At dusk, electronic billboards light up all along Vermont and Western avenues. Their glowing images flick and spin, pumping life into Korean-language signs advertising everything from karaoke bars to old-country herbal cures. The aroma of garlic wafts out of countless restaurants over the largest Korean enclave outside Asia.

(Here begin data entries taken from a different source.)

PR #594, opened 2022-07-05
Elliptic curve assembly

wborgeaud:
Kernel functions for `ecAdd` and `ecMul` precompiles, performing addition and scalar multiplication on BN254.


evm/src/cpu/kernel/asm/curve_add.asm
```diff
@@ -0,0 +1,417 @@
...
+    // stack: x1, y1, x0, y0, x1, y1, retdest
+    DUP4
+    // stack: y0, x1, y1, x0, y0, x1, y1, retdest
+    DUP4
+    // stack: x0, y0, x1, y1, x0, y0, x1, y1, retdest
+    %ec_check
+    // stack: isValid(x0, y0), x1, y1, x0, y0, x1, y1, retdest
+    PUSH ec_add_valid_first_point
+    // stack: ec_add_valid_first_point, isValid(x0, y0), x1, y1, x0, y0, x1, y1, retdest
+    JUMPI
```
dlubarov, line 56: I think it would be slightly easier to read if we computed `isValid(x0, y0) && isValid(x1, y1)` in a branch-free way, so that we can combine two branches into one, and combine the two "return invalid" cases.

evm/src/cpu/kernel/asm/curve_add.asm
```diff
@@ -0,0 +1,417 @@
...
+    // PUSH 0xe7313274bb29566ff0c8220eb9841de1d96c2923c6a4028f7dd3c6a14cee770
+    JUMPDEST
+    // stack: x0, y0, x1, y1, retdest
+    DUP2
+    // stack: y0, x0, y0, x1, y1, retdest
+    DUP2
+    // stack: x0, y0, x0, y0, x1, y1, retdest
+    ISZERO
+    // stack: x0==0, y0, x0, y0, x1, y1, retdest
+    SWAP1
```
dlubarov, line 18: nit: could avoid swapping if we checked `y0 == 0` before dup'ing `x0`

dlubarov: Although on the other hand, it might be nice to add a little macro to check if the top point on the stack is the identity point, since we seem to do that 3x. If so disregard the above.

evm/src/cpu/kernel/asm/curve_add.asm
```diff
@@ -0,0 +1,417 @@
...
+    POP
+    // stack: x0, y0, x1, y1, retdest
+    POP
+    // stack: y0, x1, y1, retdest
+    POP
+    // stack: x1, y1, retdest
+    POP
+    // stack: y1, retdest
+    POP
+    // stack: retdest
```
dlubarov, line 69: It looks like this returns nothing if the input is invalid? I think it would be hard for the caller (i.e. the wrapper we'll add which reads inputs from memory etc) to recognize error cases. We could return some special value such as `(u256::MAX, u256::MAX)`

evm/src/cpu/kernel/asm/curve_add.asm
dlubarov: Also I think it would be easiest if we checked input validity first, before checking for any exceptional cases, so we don't need to check validity in `ec_add_first_zero` etc.

evm/src/cpu/kernel/asm/curve_add.asm
```diff
@@ -0,0 +1,417 @@
...
+    POP
+    // stack: y, retdest
+    POP
+    // stack: retdest
+    PUSH 0
+    // stack: 0, retdest
+    PUSH 0
+    // stack: 0, 0, retdest
+    SWAP2
+    // stack:  0, retdest, 0
```
dlubarov, line 161: Shouldn't it be `retdest, 0, 0` here?

evm/src/cpu/kernel/asm/curve_add.asm
```diff
@@ -0,0 +1,417 @@
...
+    ADDMOD
+    // stack: y1 + y0, x0, y0, x1, y1, retdest
+    PUSH ec_add_equal_points
+    // stack: ec_add_equal_points, y1 + y0, x0, y0, x1, y1, retdest
+    JUMPI
+    // stack: x0, y0, x1, y1, retdest
+    POP
+    // stack: y0, x1, y1, retdest
+    POP
+    // stack: x1, y1, retdest
```
dlubarov, line 293: Can we use `ret_zero` for the rest?

evm/src/cpu/kernel/asm/curve_add.asm
```diff
@@ -0,0 +1,383 @@
...
+    JUMPDEST
+    // stack: x0, y0, x1, y1, retdest
+    DUP2
+    // stack: y0, x0, y0, x1, y1, retdest
+    DUP2
+    // stack: x0, y0, x0, y0, x1, y1, retdest
+    %ec_isidentity
+    // stack: (x0,y0)==(0,0), x0, y0, x1, y1, retdest
+    PUSH ec_add_first_zero
+    // stack: ec_add_first_zero, y0==0 & x0==0, x0, y0, x1, y1, retdest
```
dlubarov, line 51: nit: let's change `y0==0 & x0==0` to `(x0,y0)==(0,0)` to match above (and on line 61)

evm/src/cpu/kernel/asm/curve_add.asm
```diff
@@ -0,0 +1,383 @@
...
+    // stack: x1, y1, retdest
+    DUP2
+    // stack: y1, x1, y1, retdest
+    DUP2
+    // stack: x1, y1, x1, y1, retdest
+    %ec_isidentity
+    // stack: (x1,y1)==(0,0), x1, y1, retdest
+    PUSH ret_zero
+    // stack: ret_zero, (x1,y1)==(0,0), x1, y1, retdest
+    JUMPI
```
dlubarov, line 108: Do we need to handle this separately? Seems like the general case of returning (x1, y1), below, would still work if it's the identity?

evm/src/cpu/kernel/asm/curve_add.asm
```diff
@@ -0,0 +1,383 @@
...
+ec_add_equal_first_coord:
+    JUMPDEST
+    // stack: x0, y0, x1, y1, retdest with x0 == x1
+    %bn_base
+    // stack: N, x0, y0, x1, y1, retdest
+    DUP3
+    // stack: y0, N, x0, y0, x1, y1, retdest
+    DUP6
+    // stack: y1, y0, N, x0, y0, x1, y1, retdest
+    ADDMOD
```
dlubarov, line 214: nit: `EQ` seems a bit more intuitive, and should be a tad cheaper since it's done directly on the CPU

evm/src/cpu/kernel/asm/curve_add.asm
```diff
@@ -0,0 +1,383 @@
...
+    // stack: ec_add_equal_points, x0, y0, x0, y0, retdest
+    JUMP
+
+// Push the order of the BN254 base field.
+%macro bn_base
+    PUSH 0x30644e72e131a029b85045b68181585d97816a916871ca8d3c208c16d87cfd47
+%endmacro
+
+// Assumption: x, y < N and 2N < 2^256.
+// Note: Doesn't hold for Secp256k1 base field.
```
dlubarov, line 273: Just thinking about secp for later, we could detect underflow as `x < x - y` (an idea Jakub used a lot in SIMD code), though the code gets a bit longer

```
%macro submod
    // stack: x, y
    SWAP1
    // stack: y, x
    DUP2
    // stack: x, y, x
    SUB
    // stack: x - y, x
    DUP1
    // stack: x - y, x - y, x
    SWAP2
    // stack: x, x - y, x - y
    LT
    // stack: x < x - y, x - y
    %secp_base
    // stack: N, x < x - y, x - y
    MUL
    // stack: N * (x < x - y), x - y
    ADD
    // (x-y) % N
%endmacro
```

If performance is an issue we can discuss adding a `SUBMOD` instruction, or some other feature like carry flags.

dlubarov (approved):
Looks good otherwise!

Even in the late '70s, when Korean business had barely put down roots here, the 5 square miles between Pico Boulevard and Melrose Avenue from Hoover Street to Crenshaw Boulevard were home to more eating places than Chinatown. In the last 10 years, growth has escalated at a turbocharged pace. Daniel Oh, president of the National Korean Restaurant Coalition, points out that in 1992, Koreatown had 160 restaurants; now it has 450. The streets are ablaze with restaurant "grand opening" banners. Dinner-time traffic can be a madhouse, with mini-mall parking lot attendants heroically juggling twice as many cars as the lots can hold.
The Ambassador district along Wilshire Boulevard is Koreatown's newest status address. Here the ghostly closed Perino's and shuttered Cocoanut Grove nightclub recall the glamour era of wining and dining Hollywood royalty. The office towers that emptied in the '80s, when many Fortune 500 companies moved away, now hold Korean banks and professional offices. At the corner of Wilshire Boulevard and Alexandria Avenue, the Brown Derby Plaza, built on the site of the illustrious restaurant where the Cobb salad was born, is filled with Korean-owned pubs, discos and eating spots.
Morangak, on the top floor, serving dishes from the North Korean city of Pyongyang, is patterned after a chain in South Korea. The laminated menu pictures the principal dishes: dumplings stuffed with pheasant, regional noodle bowls, the colorful vegetable dish goldongban and a fabulous stew of six or seven kinds of wild mushroom in a deeply flavored beef broth.
Up the street at the Wilshire B.B.Q. House, businesspeople are still finalizing deals at 2 a.m. In time-honored tradition they converse over soju--aptly called Korean vodka--and spicy dried octopus or seafood pancakes.
At Wilshire and Kingsley, you can sit down to a bubbling caldron of soon dubu (sometimes spelled sun dubu) 24 hours a day at BCD Tofu House. The fresh soft tofu is infused with a ferocious chile broth served so hot it cooks the raw egg served on the side. There's a choice of meats, seafood and vegetable toppings.